Task details: Please provide the entries below again, word for word.

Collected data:

......

PR #7, opened 2015-11-17
YD-82 load goals from file

aristotelos:


adminservice/data/goals.json
```diff
@@ -0,0 +1,16 @@
...
+    ]
+  },
+  {
+    "name": "news",
+    "categories": [
+      "news/media",
+      "newsgroups/forums"
+    ]
+  }
+]
```
Bert-R: If you put the content here that's being created by the setup test of the Admin service, then our tests continue to work without any changes.

adminservice/src/intTest/groovy/nu/yona/server/InitialGoalCreationTest.groovy
```diff
@@ -1,6 +1,7 @@
 package nu.yona.server
 
 import groovyx.net.http.RESTClient
+import groovyx.net.http.HttpResponseException
```
Bert-R: This test might go away. The initialization work is done through your new code. The testing work needs to happen against the /goals/ service in the appservice. The update feature will disappear, as we now have the file to load the goals.

aristotelos: Ah, I did not know that you intended to remove the initial functionality of
add/remove goals from the adminservice. In that case I can indeed remove a
lot of code. Do you want to remove the entire GoalController, or leave only
the method getAllGoals() there? Do you want to remove the public
add/delete/update methods from the GoalService too?

Bert-R: Let's for now retain the ``getAllGoals``.

adminservice/src/intTest/groovy/nu/yona/server/InitialGoalCreationTest.groovy
```diff
@@ -14,6 +15,26 @@ class InitialGoalCreationTest extends Specification {
...
 	YonaServer yonaServer = new YonaServer(baseURL)
 
+	@Shared
+	def initialGoalsCount
+	@Shared
+	def gamblingURL
+	@Shared
+	def programmingURL
+
+	def 'Get all goals'(){
```
Bert-R: This test was already there and is now a duplicate (error).

core/src/main/java/nu/yona/server/goals/service/GoalService.java
```diff
@@ -63,4 +73,39 @@ private Goal getEntityByID(UUID id) {
...
+	@Transactional
+	public void importGoals(Set<GoalDTO> goalDTOs) {
+		Set<Goal> goalsInRepository = getAllGoalEntities();				
+		deleteRemovedGoals(goalsInRepository, goalDTOs);
+		addOrUpdateNewGoals(goalDTOs, goalsInRepository);
+	}
+
+	private void addOrUpdateNewGoals(Set<GoalDTO> goalDTOs, Set<Goal> goalsInRepository) {
+		Map<String, Goal> goalsInRepositoryMap = new HashMap<String, Goal>();
+		for(Goal goalInRepository : goalsInRepository) goalsInRepositoryMap.put(goalInRepository.getName(), goalInRepository);
```
Bert-R: These two lines can easily be replaced with streaming:
```
		Map<String, Goal> goalsInRepositoryMap = goalsInRepository.stream()
				.collect(Collectors.toMap(g -> g.getName(), g -> g));
```

core/src/main/java/nu/yona/server/goals/service/GoalService.java
```diff
@@ -63,4 +73,39 @@ private Goal getEntityByID(UUID id) {
...
+
+	private void deleteRemovedGoals(Set<Goal> goalsInRepository, Set<GoalDTO> goalDTOs) {
+		Map<String, GoalDTO> goalDTOsMap = new HashMap<String, GoalDTO>();
+		for(GoalDTO goalDTO : goalDTOs) goalDTOsMap.put(goalDTO.getName(), goalDTO);
+		
+		for(Goal goalInRepository : goalsInRepository) {
+			if(!goalDTOsMap.containsKey(goalInRepository.getName())) {
+				deleteGoal(goalInRepository);
+			}
+		}
```
Bert-R: This method can be replace with two streaming operations:
```
		Map<String, GoalDTO> goalDTOsMap = goalDTOs.stream().collect(Collectors.toMap(g -> g.getName(), g -> g));

		goalsInRepository.stream().filter(g -> !goalDTOsMap.containsKey(g.getName())).forEach(this::deleteGoal);
```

......

Output of the task:
PR #7, opened 2015-11-17
YD-82 load goals from file

aristotelos:


adminservice/data/goals.json
```diff
@@ -0,0 +1,16 @@
...
+    ]
+  },
+  {
+    "name": "news",
+    "categories": [
+      "news/media",
+      "newsgroups/forums"
+    ]
+  }
+]
```
Bert-R: If you put the content here that's being created by the setup test of the Admin service, then our tests continue to work without any changes.

adminservice/src/intTest/groovy/nu/yona/server/InitialGoalCreationTest.groovy
```diff
@@ -1,6 +1,7 @@
 package nu.yona.server
 
 import groovyx.net.http.RESTClient
+import groovyx.net.http.HttpResponseException
```
Bert-R: This test might go away. The initialization work is done through your new code. The testing work needs to happen against the /goals/ service in the appservice. The update feature will disappear, as we now have the file to load the goals.

aristotelos: Ah, I did not know that you intended to remove the initial functionality of
add/remove goals from the adminservice. In that case I can indeed remove a
lot of code. Do you want to remove the entire GoalController, or leave only
the method getAllGoals() there? Do you want to remove the public
add/delete/update methods from the GoalService too?

Bert-R: Let's for now retain the ``getAllGoals``.

adminservice/src/intTest/groovy/nu/yona/server/InitialGoalCreationTest.groovy
```diff
@@ -14,6 +15,26 @@ class InitialGoalCreationTest extends Specification {
...
 	YonaServer yonaServer = new YonaServer(baseURL)
 
+	@Shared
+	def initialGoalsCount
+	@Shared
+	def gamblingURL
+	@Shared
+	def programmingURL
+
+	def 'Get all goals'(){
```
Bert-R: This test was already there and is now a duplicate (error).

core/src/main/java/nu/yona/server/goals/service/GoalService.java
```diff
@@ -63,4 +73,39 @@ private Goal getEntityByID(UUID id) {
...
+	@Transactional
+	public void importGoals(Set<GoalDTO> goalDTOs) {
+		Set<Goal> goalsInRepository = getAllGoalEntities();				
+		deleteRemovedGoals(goalsInRepository, goalDTOs);
+		addOrUpdateNewGoals(goalDTOs, goalsInRepository);
+	}
+
+	private void addOrUpdateNewGoals(Set<GoalDTO> goalDTOs, Set<Goal> goalsInRepository) {
+		Map<String, Goal> goalsInRepositoryMap = new HashMap<String, Goal>();
+		for(Goal goalInRepository : goalsInRepository) goalsInRepositoryMap.put(goalInRepository.getName(), goalInRepository);
```
Bert-R: These two lines can easily be replaced with streaming:
```
		Map<String, Goal> goalsInRepositoryMap = goalsInRepository.stream()
				.collect(Collectors.toMap(g -> g.getName(), g -> g));
```

core/src/main/java/nu/yona/server/goals/service/GoalService.java
```diff
@@ -63,4 +73,39 @@ private Goal getEntityByID(UUID id) {
...
+
+	private void deleteRemovedGoals(Set<Goal> goalsInRepository, Set<GoalDTO> goalDTOs) {
+		Map<String, GoalDTO> goalDTOsMap = new HashMap<String, GoalDTO>();
+		for(GoalDTO goalDTO : goalDTOs) goalDTOsMap.put(goalDTO.getName(), goalDTO);
+		
+		for(Goal goalInRepository : goalsInRepository) {
+			if(!goalDTOsMap.containsKey(goalInRepository.getName())) {
+				deleteGoal(goalInRepository);
+			}
+		}
```
Bert-R: This method can be replace with two streaming operations:
```
		Map<String, GoalDTO> goalDTOsMap = goalDTOs.stream().collect(Collectors.toMap(g -> g.getName(), g -> g));

		goalsInRepository.stream().filter(g -> !goalDTOsMap.containsKey(g.getName())).forEach(this::deleteGoal);
```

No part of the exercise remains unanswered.